An Efficient and Explanatory Image and Text Clustering System with Multimodal Autoencoder Architecture
This work addresses the need for efficient and explanatory clustering in multimodal data analysis, specifically for summarizing news videos, though it appears incremental as it extends existing autoencoder and LLM tools.
The authors tackled the problem of summarizing videos into thematic clusters by developing a multimodal autoencoder system that combines CNN and LSTM encodings for image and text data, achieving the ability to produce three to five clusters per video with ten LLM-generated phrases per theme.

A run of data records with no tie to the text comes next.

PR #7922, opened 2024-07-02
front: keep common value on switch when changing switch types

### LINKED ISSUE #7604: infrastructure editor switch form is cleared when switch type is changed
### What happened?

I start creating a switch and note a name and time : 

image

I realised I had the wrong type (2 ports instead of 3 : I change the type, and the information I had written before are erased :

image

I expected to keep the information previously written

as above

- **Browser**: Chrome
- **OS**: W11
- **Env**: staging dgexsol

625d185

sim51:
Fix #7604


SharglutDev (approved):
Lgtm and tested !

PR #7923, opened 2024-07-02
front: fix chart pointers and train details

### LINKED ISSUE #7801: TSV2 : pointer on the space time chart is not on the curve when margins are included
### What happened?

When you create a train with margins or by fixing some passing times, the pointer in the space time chart follows the basic curve (the fastest one) which is not visible

The pointer should follow the real train curve 

1. Create a projet/study/scenario
2. Create a train by fixing at least a margin or a passing time 
3. Go to simulation results
4. Move the mouse on the space time chart

- **Browser**: Edge
- **OS**: windows
- **Env**: recette

dev c57458e

emersion:
_See individual commits._

Closes: https://github.com/OpenRailAssociation/osrd/issues/7801

* * *

This has one unfortunate consequence: the space-speed chart now (correctly) displays pointers that are not aligned vertically for a given timestamp. That is, the pointer for the eco curve will lag behind the pointer for the base curve. See below:

out

I don't see a good way to fix it when hovering the space-time chart... Maybe only show the pointer for eco, not for base?

### DIFF
--- a/front/src/applications/operationalStudies/hooks.ts
+++ b/front/src/applications/operationalStudies/hooks.ts
@@ -234,77 +234,79 @@ export const useSimulationResults = () => {
           setFormattedPowerRestrictions(powerRestrictionsWithHandled);
         }
 
-        // Format chart synchronizer data
-        const {
-          baseHeadPositions,
-          baseTailPositions,
-          baseSpeeds,
-          marginSpeeds,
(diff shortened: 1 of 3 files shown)


Uriel-Sautron (approved):
Good work, tested !!

clarani (approved):

PR #10418, opened 2025-01-16
front: fix stdcm consist length and mass minimum values

### LINKED ISSUE #10306: Picking some rolling stocks triggers unwanted warning

SharglutDev:
The sum of the rolling stock and towed rolling stock mass was previously rounded down (instead of up) resulting to some invalid values send to the form. If a total mass was 80.7t, the user was allowed to send 80t.

fix #10306


theocrsb (approved):
LGTM

emersion (approved):

Akctarus (approved):
Tested, LGTM !

kmer2016 (approved):
LGTM !

Maymanaf (approved):

PR #10423, opened 2025-01-16
front: reduce e2e test execution time

### LINKED ISSUE #10321: front: reduce or remove unnecessary timeouts in e2e tests
### Description and goal

- Eliminate redundant timeouts
- Store the utilized timeouts in a constants file
- Shorten test timeout durations 
- Increase the number of workers (to be evaluated)
- Restrict the maximum number of failed tests (to be evaluated)
- Reduce the retry count
- use env variable for osrd language

### Acceptance criteria

- [x] All tests pass with reduced execution time
- [x] No flaky test when the pipeline is executed 10 times

Maymanaf:
Closes #10321


front/playwright.config.ts
```diff
@@ -12,31 +12,33 @@ export default defineConfig({
...
   /* Run tests in files in parallel */
   fullyParallel: true,
   /*
    * Limit parallelism in CI based on CPU capacity,
    * running 50% of the available workers when in CI.
-   * Otherwise, run tests with a single worker.
+   * Otherwise, run tests with 2 workers.
    */
-  workers: process.env.CI ? '50%' : 1,
+  workers: process.env.CI ? '50%' : 2,
```
Yohh:
```suggestion
  workers:'50%',
```

I think the most important is for the CI, a developper can set a specific number of workers him/herself if needed

front/playwright.config.ts
```diff
@@ -12,31 +12,33 @@ export default defineConfig({
...
   /* Fail the build on CI if you accidentally left test.only in the source code. */
   forbidOnly: !!process.env.CI,
-  /* Retry up to 2 times on CI, and 1 time otherwise */
-  retries: process.env.CI ? 2 : 1,
+  /* Retry 1 time if a test fail */
```
Yohh:
```suggestion
```

this comment and many others in this file should be removed as the key explained seems explicit enough, do you agree?

front/tests/002-project-management.spec.ts
```diff
@@ -46,15 +48,7 @@ test.describe('Validate the Operational Study Project workflow', () => {
...
   /** *************** Test 2 **************** */
-  test('Update an existing project', async ({ page }) => {
-    // Create a project
-    project = await createProject(generateUniqueName(projectData.name));
-
-    // Navigate to the Operational Studies projects page
-    await page.goto('/operational-studies/projects');
-
-    const homePage = new HomePage(page);
-    const projectPage = new ProjectPage(page);
```
Yohh: so tests 1, 2 and 3 can't be parallelized anymore?

front/tests/008-train-schedule.spec.ts
```diff
@@ -5,19 +5,20 @@ import {
...
-import HomePage from './pages/home-page-model';
+import test from './logging-fixture';
 import OperationalStudiesTimetablePage from './pages/op-timetable-page-model';
-import test from './test-logger';
 import { waitForInfraStateToBeCached } from './utils';
 import { getInfra, getProject, getScenario, getStudy } from './utils/api-setup';
 
 test.describe('Verify train schedule elements and filters', () => {
   test.slow();
+  test.use({ viewport: { width: 1920, height: 1080 } });
```
Yohh, line 15: why is it needed?

front/tests/assets/timeout-const.ts
```diff
@@ -0,0 +1,4 @@
+export const LOAD_PAGE_TIMEOUT = 30_000;
+export const SIMULATION_RESULT_TIMEOUT = 30_000;
+export const STDCM_SIMULATION_TIMEOUT = 30_000;
```
Yohh, line 3: could be one `DEFAULT_TIMEOUT`, or do you think it will change soon?

front/tests/utils/index.ts
```diff
@@ -119,17 +107,18 @@ export function formatDateToDayMonthYear(dateString: string, OSRDLanguage: strin
...
  * Displays the total time taken for the state to reach 'CACHED'.
  *
  * @param infraId - The ID of the infrastructure to retrieve and check.
- * @throws {Error} - Throws an error if the state does not become 'CACHED' within 5 minutes.
+ * @throws {Error} - Throws an error if the state does not become 'CACHED' within 60 seconds.
  * @returns {Promise<void>} - Resolves when the state is 'CACHED'.
  */
 export const waitForInfraStateToBeCached = async (infraId: number): Promise<void> => {
-  const maxRetries = 18; // Total attempts (3 minutes / 10 seconds)
+  const maxRetries = 6; // Total attempts (60 seconds / 10 seconds)
```
Yohh, line 105: why 6 precisely?

Yohh, line 121: why 6 precisely?

front/tests/003-study-management.spec.ts
```diff
@@ -72,14 +69,14 @@ test.describe('Validate the Study creation workflow', () => {
 
   /** *************** Test 2 **************** */
   test('Update an existing study', async ({ page }) => {
-    const studyPage = new StudyPage(page);
+    const PROJECT_LANGUAGE = process.env.PROJECT_LANGUAGE || '';
```
Yohh: what if `PROJECT_LANGUAGE = ''` ?

Yohh (commented):
great, thanks!!

Yohh (commented):
great, thanks!!

front/tests/002-project-management.spec.ts
Yohh: sorry, didn't see the `beforeach`

front/tests/011-op-times-and-stops-tab.spec.ts
```diff
@@ -113,15 +112,9 @@ test.describe('Times and Stops Tab Verification', () => {
...
-      new OperationalStudiesInputTablePage(page),
-      new OperationalStudiesOutputTablePage(page),
-      new OperationalStudiesPage(page),
-      new RoutePage(page),
-    ];
-
     // Set translations based on selected language
-    const translations = OSRDLanguage === 'English' ? enTranslations : frTranslations;
+    const PROJECT_LANGUAGE = process.env.PROJECT_LANGUAGE || '';
+    const translations = PROJECT_LANGUAGE === 'English' ? enTranslations : frTranslations;
```
Uriel-Sautron: This code is used twice in the file and could be included in the beforeEach or beforeAll

front/tests/008-train-schedule.spec.ts
Maymanaf: To avoid flakiness, as the train timetable may not display the list correctly on smaller viewport

front/tests/assets/timeout-const.ts
Maymanaf: It can be used in the future to lower the timeout if we achieve better performance for STDCM as an example

front/tests/utils/index.ts
Maymanaf: The total timeout is 60 seconds, so if we retry every 10 seconds, there will be 6 retries

front/playwright.config.ts
Maymanaf: Removed all the comments in `playwright.config.ts`

front/tests/003-study-management.spec.ts
Maymanaf: My bad, I missed that. Now that I’ve created a utility function, it should throw an error

Yohh (approved):

Uriel-Sautron (approved):
LGTM, tested

front/tests/global-setup.ts
```diff
@@ -22,5 +23,11 @@ setup('setup', async () => {
   await deleteRollingStocks(ROLLING_STOCK_NAMES);
 
   await createDataForTests();
+
+  logger.info('Retrieving project language ...');
+  const homePage = new HomePage(page);
+  await homePage.goToHomePage();
+  process.env.PROJECT_LANGUAGE = await homePage.getOSRDLanguage();
```
clarani, line 29: Hum is it a good practice to put things in the global environment like this ? :thinking:

front/tests/utils/index.ts
```diff
@@ -188,3 +189,26 @@ export async function performOnSpecificOSAndBrowser(
...
+ * @param {string} projectLanguage - The language of the project
+ * @param {{ en: T; fr: T }} translations - An object containing translations for English and French.
+ * @returns {T} - The translation object corresponding to the specified project language.
+ * @throws {Error} - Throws an error if the project language is unsupported.
+ */
+
+export function getTranslations<T = unknown>(
+  projectLanguage: string,
+  translations: { en: T; fr: T }
+): T {
```
clarani: - why not get the language from the process.env here ?
- you don't need to precise unknown
```suggestions
export function getTranslations<T>(translations: { en: T; fr: T }): T {
  const projectLanguage = process.env.PROJECT_LANGUAGE;
```

front/tests/002-project-management.spec.ts
```diff
@@ -1,23 +1,25 @@
...
 
-  /** *************** Test 1 **************** */
-  test('Create a new project', async ({ page }) => {
-    const projectPage = new ProjectPage(page);
-
-    // Navigate to the Operational Studies projects page
+  test.beforeEach('Navigate to the projects page', async ({ page }) => {
+    projectPage = new ProjectPage(page);
+    // Create a project
+    project = await createProject(generateUniqueName(projectData.name));
```
clarani: You don't delete the project created for the first test.

Maybe it would be better to add a afterEach which checks if the project created in the beforeEach still exists and deletes it if it exists.
It would be better, like this if we add a new test in this file, we won't forget to manually delete it at the end of the test

front/tests/global-setup.ts
clarani: I read a bit the documentation, it seems to be OK. If you use the process.env, then you should use it everywhere directly (you don't need to instantiate the const PROJECT_LANGUAGE in each test)

front/tests/utils/index.ts
Maymanaf: Done

front/tests/002-project-management.spec.ts
Maymanaf: The project is deleted at the end of each test. Since the names vary each time, some checks may be unnecessary

front/tests/global-setup.ts
Maymanaf: It's not recommended if the `process.env` value is dynamic or can change during the tests, but in our case, it's fine. An alternative solution is to use it in the `fixture`. I tried that but encountered some issues, which will take some time to resolve.
Maybe I should handle this in a separate issue, what do you think?

front/tests/006-stdcm.spec.ts
```diff
@@ -52,44 +49,40 @@ test.describe('Verify stdcm simulation page', () => {
 
   test.beforeEach('Navigate to the STDCM page', async ({ page }) => {
     // Retrieve OSRD language and navigate to STDCM page
```
clarani:
```suggestion
```

front/tests/013-stdcm-simulation-sheet.spec.ts
```diff
@@ -45,21 +40,18 @@ test.describe('Verify stdcm simulation page', () => {
 
   test.beforeEach('Navigate to the STDCM page', async ({ page }) => {
     // Retrieve OSRD language and navigate to STDCM page
```
clarani:
```suggestion
```

front/tests/pages/stdcm-page-model.ts
clarani, line 1: You need to use `getTranslations` in `fillAndVerifyViaDetails` too

front/tests/pages/stdcm-page-model.ts
```diff
@@ -508,7 +500,7 @@ class STDCMPage {
   }
 
   // Fill and verify destination details based on selected language
```
clarani:
```suggestion
  // Fill and verify destination details
```

front/tests/global-setup.ts
clarani: Yes it's fine for me

front/tests/002-project-management.spec.ts
clarani: I got your point, but I still think it's quite fragile.

Example in the first test `Create a new project`:
- a project 1 is created in the useBefore hook
- during the test, a project 2 is created manually
- at the end of the test, the project 2 is deleted
- the project 1 is not deleted

clarani (approved):
LGTM :white_check_mark:

PR #10345, opened 2025-01-13
core: aggregate errors that happen too often during infra loading

eckter:
Fix https://github.com/OpenRailAssociation/osrd/issues/8773

After:

```
[15:46:49,574] [INFO]          [ValidateInfra] parsing json
[15:46:52,963] [INFO]          [ValidateInfra] parsing RailJSON
[15:46:57,358] [WARN]      [RawInfraRJSParser] Electrification conflict on track-range TRACK_ID[53m, 1168m]: 25000V != 3000V
[15:46:57,358] [WARN]      [RawInfraRJSParser] Electrification conflict on track-range TRACK_ID[23m, 487m]: 25000V != 3000V
[15:46:57,358] [WARN]      [RawInfraRJSParser] Electrification conflict on track-range TRACK_ID[487m, 974m]: 25000V != 3000V
[15:46:57,371] [WARN]      [RawInfraRJSParser] ... and 90 other similar errors
[15:47:10,282] [INFO]          [ValidateInfra] loading signals
[15:47:10,502] [INFO]          [ValidateInfra] building blocks
[15:47:12,318] [DEBUG]          [BlockBuilder] no signal at non buffer stop detector.DETECTOR_ID:DECREASING
[15:47:12,318] [DEBUG]          [BlockBuilder] no signal at non buffer stop detector.DETECTOR_ID:INCREASING
[15:47:12,318] [DEBUG]          [BlockBuilder] no signal at non buffer stop detector.DETECTOR_ID:INCREASING
[15:47:12,328] [DEBUG]          [BlockBuilder] ... and 1256 other similar errors
[15:47:12,536] [DEBUG] [SignalingSimulatorImpl] error in block BLOCK_ID: too_few_signals
[15:47:12,536] [DEBUG] [SignalingSimulatorImpl] error in block BLOCK_ID: too_few_signals
[15:47:12,536] [DEBUG] [SignalingSimulatorImpl] error in block BLOCK_ID: too_few_signals
[15:47:12,537] [DEBUG] [SignalingSimulatorImpl] ... and 955 other similar errors
[15:47:12,537] [INFO]          [ValidateInfra] done
```

Before: same thing but over 2k2 lines

PR #10426, opened 2025-01-16
core: add warning on route ending on non route delimiting signal in block generation

### LINKED ISSUE #4606: core: the block generator does not ensure routes are bounded by appropriate signals
### What happened?

In the real world, only some signals can be used to end / start routes. These signal cannot be passed when closed due to interlocking (`Nf` signals in french signaling).

Currently, we let block delimiting signals start and end routes, regardless of whether they can actually signal for the end of a route. 

We should check whether signals at the end / start of routes are actually belong there, and raise a warning if they don't.

In practice, the `is_route_delimiter` property is missing from the current implementation.

1. Create a route which ends with a non-route delimiting signal
2. No warning whatsoever

- **Browser**: Firefox v109
- **OS**: Nixos v22.11
- **Env**: Local

2421cbdb7d8085f6a541b0b2ffc053f51e1a9988

Synar:
Close #4606

We only check that route ends on Nf signals (or more generally route delimiting signal), not whether they start on it

### DIFF
--- a/core/kt-osrd-signaling/src/main/kotlin/fr/sncf/osrd/signaling/impl/BlockBuilder.kt
+++ b/core/kt-osrd-signaling/src/main/kotlin/fr/sncf/osrd/signaling/impl/BlockBuilder.kt
@@ -20,6 +20,7 @@ internal fun internalBuildBlocks(
     val signalDelimiters = findSignalDelimiters(rawSignalingInfra, loadedSignalInfra)
     val detectorEntrySignals = makeDetectorEntrySignals(loadedSignalInfra, signalDelimiters)
     val missingSignalLogAggregator = LogAggregator({ logger.debug(it) })
+    val nonRouteDelimitingSignalLogAggregator = LogAggregator({ logger.debug(it) })
     val result =
         blockInfraBuilder(loadedSignalInfra, rawSignalingInfra) {
             // Step 2) iterate on zone paths along the route path.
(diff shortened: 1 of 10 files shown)


Khoyo (approved):

core/kt-osrd-signaling/src/main/kotlin/fr/sncf/osrd/signaling/impl/BlockBuilder.kt
```diff
@@ -334,3 +347,26 @@ private fun BlockInfraBuilder.updatePartialBlocks(
...
+    for (associatedSignal in endSignals.values()) {
+        val logicalSignalId = associatedSignal.signal
+        val signalingSystem = loadedSignalInfra.getSignalingSystem(logicalSignalId)
+        val sigSettings = loadedSignalInfra.getSettings(logicalSignalId)
+        val routeEndsWithRouteEndingSignal =
+            sigModuleManager.isRouteDelimiter(signalingSystem, sigSettings)
+        if (!routeEndsWithRouteEndingSignal) {
+            logger.debug {
+                "Route ${rawSignalingInfra.getRouteName(route)} ends with non-route delimiting signal on signaling system ${signalingSystem}"
+            }
```
eckter: How often does it happen when loading France? I expect a lot?

I've just merge a branch that aggregate some of those warnings to avoid flooding the datadog: https://github.com/OpenRailAssociation/osrd/pull/10345. Do you think it could be possible to use it?

Synar: Sure, good idea, I will do so!

Btw, is this debug log not aggregated because it doesn't occur on prod?

>  logger.debug { 
>    "unterminated block at end of route ${rawSignalingInfra.getRouteName(route)}" 
>  }

Synar: Hmm, the error simply does not trigger when loading France. I am unsure whether the check is not broad enough or if the infra France is simply clean on this regard.

eckter: It may be normal actually. Routes are generated during the import, and they may be generated in a way that avoids this error entirely.

(Which makes my comment a little irrelevant, sorry about that)

eckter (approved):

PR #10429, opened 2025-01-17
core: stdcm: use the right limit when shifting departure time

eckter:


Erashin (approved):
Ah yeah, that's better.

Issue #10337, opened 2025-01-13
front: !debug mode only! stdcm path step are not updated when modifying date input


louisgreiner:
### What happened?

/!\ it only happens in debug mode

The STDCM path step input are not updated when i change the input in the form:
https://github.com/user-attachments/assets/c8f8ecbe-503f-4da7-9966-7ce3aba7b5cb

I thus can't re-simulate after a simulation if I don't trigger another stdcm path step modification

Also, I looks with redux the state, and i don't see any update stdcm path step entry : my guess is that the debug mode overloads the traces that update the state

However, the input of the request sent is correct :/

### What did you expect to happen?

input correctly updated

### How can we reproduce it (as minimally and precisely as possible)?

1. see the video
2. or just select a date and observe with redux

### On which environments the bug occurs?

Recette (SNCF)

### On which browser the bug occurs?

Firefox

### OSRD version (top right corner `Account` button > `Informations`)

-

kmer2016:
I believe this issue has already been resolved. I can no longer reproduce it, and the Redux store updates correctly.

clarani:
Validated ✅

PR #10432, opened 2025-01-17
front: display only trains around stdcm result

### LINKED ISSUE #9131: stdcm: only display trains that surround the result in the GET

Us, for debugging and demoing

When STDCM finds a result, it is displayed in the GET with all the trains from the time table. The lazy loading takes about 2-3min in big timetables.
However, viewing the trains that are far away from the result, time-speaking, is not really usefull.

The goal here is to filter the trains that are displayed to view only the ones surounding the result (something like -1h before the departure and +1h after the departure, it needs to be tested).

This feature matters because it will make the loading of all the trains in the GET much faster, by displaying less trains.

This needs to be tested, and maybe adjusted (try +/- 1h first, and maybe end up with +/-2h for example).

clarani:
closes #9131

### DIFF
--- a/front/src/applications/operationalStudies/hooks/useLazyLoadTrains.ts
+++ b/front/src/applications/operationalStudies/hooks/useLazyLoadTrains.ts
@@ -17,8 +17,8 @@ type UseLazyLoadTrainsProps = {
   infraId?: number;
   trainIdsToFetch?: number[];
   trainSchedules?: TrainScheduleResult[];
-  setTrainIdsToFetch: Dispatch<SetStateAction<number[] | undefined>>;
-  setTrainIdsToProject: Dispatch<SetStateAction<Set<number>>>;
+  setTrainIdsToFetch?: Dispatch<SetStateAction<number[] | undefined>>;
+  setTrainIdsToProject?: Dispatch<SetStateAction<Set<number>>>;
 };
 
 /**
@@ -79,9 +79,6 @@ const useLazyLoadTrains = ({
         });
 
         if (!outOfSync) {
-          // launch the projection of the trains
-          setTrainIdsToProject((prev) => new Set([...prev, ...packageToFetch]));
-
           // format the summaries to display them in the timetable
           const newFormattedSummaries = formatTrainScheduleSummaries(
             packageToFetch,
@@ -89,6 +86,9 @@ const useLazyLoadTrains = ({
             trainSchedulesById,
             rollingStocks!
           );
+
+          // launch the projection of the trains if needed
+          setTrainIdsToProject?.((prev) => new Set([...prev, ...packageToFetch]));
 
           // as formattedSummaries is a dictionary, we replace the previous values with the new ones
           setTrainScheduleSummariesById((prev) => concatMap(prev, newFormattedSummaries));
--- a/front/src/applications/operationalStudies/hooks/useLazyLoadTrains.ts
+++ b/front/src/applications/operationalStudies/hooks/useLazyLoadTrains.ts
@@ -3,13 +3,8 @@ import { useEffect, useState, type Dispatch, type SetStateAction, useMemo } from
 
 import { useSelector } from 'react-redux';
 
-import {
-  osrdEditoastApi,
-  type PathfindingResultSuccess,
-  type TrainScheduleResult,
-} from 'common/api/osrdEditoastApi';
+import { osrdEditoastApi, type TrainScheduleResult } from 'common/api/osrdEditoastApi';
 import { useOsrdConfSelectors } from 'common/osrdContext';
-import useLazyProjectTrains from 'modules/simulationResult/components/SpaceTimeChart/useLazyProjectTrains';
 import type { TrainScheduleWithDetails } from 'modules/trainschedule/components/Timetable/types';
 import { getBatchPackage } from 'utils/batch';
 import { concatMap, mapBy } from 'utils/types';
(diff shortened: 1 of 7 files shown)


bloussou:
changed

louisgreiner:
Nice ! Actually could also fix this https://github.com/OpenRailAssociation/osrd/issues/10337

front/src/applications/operationalStudies/hooks/useScenarioData.ts
```diff
@@ -40,21 +42,31 @@ const useScenarioData = (
...
-    setTrainIdsToFetch,
+    trainIdsToProject,
     path: projectionPath?.path,
     trainSchedules,
+    moreTrainsToCome: !allTrainsLoaded,
+    setTrainIdsToProject,
   });
 
+  useEffect(() => {
+    if (trainSchedules && projectionPath?.path) {
```
emersion: Previously, there was a `allTrainsLoaded` check here as well. Has it been removed on purpose?

front/src/applications/stdcm/components/StdcmResults/StdcmDebugResults.tsx
```diff
@@ -53,32 +53,36 @@ const StdcmDebugResults = ({
...
-          setHeight={setManchetteWithSpaceTimeChartHeight}
-          minHeight={MANCHETTE_WITH_SPACE_TIME_CHART_DEFAULT_HEIGHT}
-        >
-          <div
-            className="osrd-simulation-container mb-2"
-            style={{
-              height: manchetteWithSpaceTimeChartHeight,
-            }}
+      {projectedData &&
+        projectedData?.spaceTimeData.length > 0 &&
```
emersion, line 58: Follow-up: osrd-ui shouldn't crash when `spaceTimeData` is empty. Could we open an issue to track this bug?

front/src/applications/operationalStudies/hooks/useLazyLoadTrains.ts
```diff
@@ -91,12 +88,15 @@ const useLazyLoadTrains = ({
...
+          // launch the projection of the trains if needed
+          setTrainIdsToProject?.((prev) => new Set([...prev, ...packageToFetch]));
+
           // as formattedSummaries is a dictionary, we replace the previous values with the new ones
           setTrainScheduleSummariesById((prev) => concatMap(prev, newFormattedSummaries));
         }
       }
 
-      setTrainIdsToFetch([]);
+      setTrainIdsToFetch?.([]);
```
emersion: Instead of making `setTrainIdsToFetch` optional, could we remove it and make it the caller's responsibility to reset the list of train IDs to fetch if they need to? They can do it with a `useEffect()` on `allTrainsLoaded` I think?

front/src/applications/stdcm/hooks/useProjectedTrainsForStdcm.ts
```diff
@@ -53,14 +102,35 @@ const useProjectedTrainsForStdcm = (stdcmResponse?: StdcmSuccessResponse) => {
   });
 
   useEffect(() => {
-    const newSpaceTimeData = Array.from(projectedTimetableTrainsById.values());
+    if (stdcmResponse) {
+      const relevantTrainScheduleIds = keepTrainsRunningDuringStdcm(
+        stdcmResponse,
+        trainScheduleSummariesById
+      );
```
emersion, line 105: Could we maybe extract this as a `useMemo()`? That way we don't have to duplicate it in both `useEffect()` calls.

emersion: Hm, sounds like that wouldn't work well since we omit dependencies in `useEffect()`…

front/src/applications/stdcm/hooks/useProjectedTrainsForStdcm.ts
```diff
@@ -2,14 +2,62 @@ import { useEffect, useMemo, useState } from 'react';
...
+import { addDurationToDate, subtractDurationFromDate } from 'utils/date';
 
 import formatStdcmTrainIntoSpaceTimeData from '../utils/formatStdcmIntoSpaceTimeData';
 
+/**
+ * Project only the trains which leave 1 hour max before the departure of the stdcm or
+ * arrive 1 hour max after the arrival of the stdcm
+ */
+const keepTrainsRunningDuringStdcm = (
+  stdcmResult: StdcmSuccessResponse | undefined,
```
emersion: All callers check that `stdcmResult` isn't undefined, so I think we can drop `| undefined` here?

emersion:
The first and last commits are reviewed-by me. The middle commit "front: display only trains around the stdcm train on the GET in debug mode" is not.

front/src/applications/stdcm/components/StdcmResults/StdcmDebugResults.tsx
clarani: Here is the [bug](https://github.com/OpenRailAssociation/osrd/issues/10496)

front/src/applications/operationalStudies/hooks/useScenarioData.ts
clarani: Hum it was a mistake I think, though I'm not sure what the expected behavior is if we change the projection when the trains are not all loaded...
I keep the previous behavior

front/src/applications/operationalStudies/hooks/useLazyLoadTrains.ts
clarani: Done !

front/src/applications/stdcm/components/StdcmResults/StdcmDebugResults.tsx
emersion: Thanks!

front/src/applications/operationalStudies/hooks/useScenarioData.ts
emersion: WFM!

emersion (approved):
LGTM! :)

We demonstrate the efficiencies and explanatory abilities of extensions to the common tools of Autoencoders and LLM interpreters, in the novel context of comparing different cultural approaches to the same international news event. We develop a new Convolutional-Recurrent Variational Autoencoder (CRVAE) model that extends the modalities of previous CVAE models, by using fully-connected latent layers to embed in parallel the CNN encodings of video frames, together with the LSTM encodings of their related text derived from audio. We incorporate the model within a larger system that includes frame-caption alignment, latent space vector clustering, and a novel LLM-based cluster interpreter. We measure, tune, and apply this system to the task of summarizing a video into three to five thematic clusters, with each theme described by ten LLM-produced phrases. We apply this system to two news topics, COVID-19 and the Winter Olympics, and five other topics are in progress.